§ **TRY IT**
Below is a listing; repeat exactly the lines from the one containing "Update Buf config format to v2." to the one containing "Reformat all imports", both included.

§ **DATA SUPPLIED**
#####

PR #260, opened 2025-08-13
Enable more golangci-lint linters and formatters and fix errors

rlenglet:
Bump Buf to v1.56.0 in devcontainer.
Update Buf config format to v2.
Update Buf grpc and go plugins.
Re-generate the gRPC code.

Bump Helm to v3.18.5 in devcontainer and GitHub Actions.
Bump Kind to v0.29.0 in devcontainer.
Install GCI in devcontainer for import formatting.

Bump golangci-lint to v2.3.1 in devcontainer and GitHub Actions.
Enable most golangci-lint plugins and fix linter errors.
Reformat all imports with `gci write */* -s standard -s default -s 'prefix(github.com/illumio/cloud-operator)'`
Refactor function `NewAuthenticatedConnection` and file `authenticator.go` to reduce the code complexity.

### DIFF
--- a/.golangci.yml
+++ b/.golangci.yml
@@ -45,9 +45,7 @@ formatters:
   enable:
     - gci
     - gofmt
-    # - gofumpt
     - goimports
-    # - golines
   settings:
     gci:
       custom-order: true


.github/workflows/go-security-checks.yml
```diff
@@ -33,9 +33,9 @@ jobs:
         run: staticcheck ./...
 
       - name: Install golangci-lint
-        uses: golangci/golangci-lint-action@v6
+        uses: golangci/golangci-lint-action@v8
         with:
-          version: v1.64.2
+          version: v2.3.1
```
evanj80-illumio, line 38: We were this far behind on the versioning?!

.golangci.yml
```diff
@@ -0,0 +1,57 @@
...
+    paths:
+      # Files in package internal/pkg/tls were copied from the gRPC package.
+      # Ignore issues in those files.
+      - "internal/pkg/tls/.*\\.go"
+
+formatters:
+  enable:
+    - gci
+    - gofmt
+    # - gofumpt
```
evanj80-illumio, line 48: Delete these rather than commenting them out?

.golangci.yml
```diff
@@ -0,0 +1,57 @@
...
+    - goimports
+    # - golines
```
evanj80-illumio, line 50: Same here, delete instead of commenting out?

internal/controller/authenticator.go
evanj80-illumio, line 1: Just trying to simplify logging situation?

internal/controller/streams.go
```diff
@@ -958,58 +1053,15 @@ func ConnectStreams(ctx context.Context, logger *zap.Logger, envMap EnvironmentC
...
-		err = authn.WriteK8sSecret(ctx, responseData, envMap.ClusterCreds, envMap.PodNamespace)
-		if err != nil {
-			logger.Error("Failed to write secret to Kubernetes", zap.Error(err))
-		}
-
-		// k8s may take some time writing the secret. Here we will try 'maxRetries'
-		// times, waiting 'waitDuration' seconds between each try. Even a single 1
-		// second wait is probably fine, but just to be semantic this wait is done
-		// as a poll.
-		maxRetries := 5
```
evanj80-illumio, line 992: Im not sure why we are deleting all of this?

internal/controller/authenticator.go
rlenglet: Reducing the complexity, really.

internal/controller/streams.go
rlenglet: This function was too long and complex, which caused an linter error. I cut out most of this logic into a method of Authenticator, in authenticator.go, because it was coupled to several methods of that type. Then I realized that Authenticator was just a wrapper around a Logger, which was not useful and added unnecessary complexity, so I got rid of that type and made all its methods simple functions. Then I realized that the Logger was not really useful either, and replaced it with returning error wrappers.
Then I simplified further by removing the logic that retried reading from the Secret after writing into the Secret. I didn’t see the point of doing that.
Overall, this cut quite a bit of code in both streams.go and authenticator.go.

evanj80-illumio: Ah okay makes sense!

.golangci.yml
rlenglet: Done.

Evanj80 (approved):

#####

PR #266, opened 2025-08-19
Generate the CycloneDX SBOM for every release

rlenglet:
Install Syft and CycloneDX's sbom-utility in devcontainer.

#####

§ **WORKED SOLUTION**
Update Buf config format to v2.
Update Buf grpc and go plugins.
Re-generate the gRPC code.

Bump Helm to v3.18.5 in devcontainer and GitHub Actions.
Bump Kind to v0.29.0 in devcontainer.
Install GCI in devcontainer for import formatting.

Bump golangci-lint to v2.3.1 in devcontainer and GitHub Actions.
Enable most golangci-lint plugins and fix linter errors.
Reformat all imports with `gci write */* -s standard -s default -s 'prefix(github.com/illumio/cloud-operator)'`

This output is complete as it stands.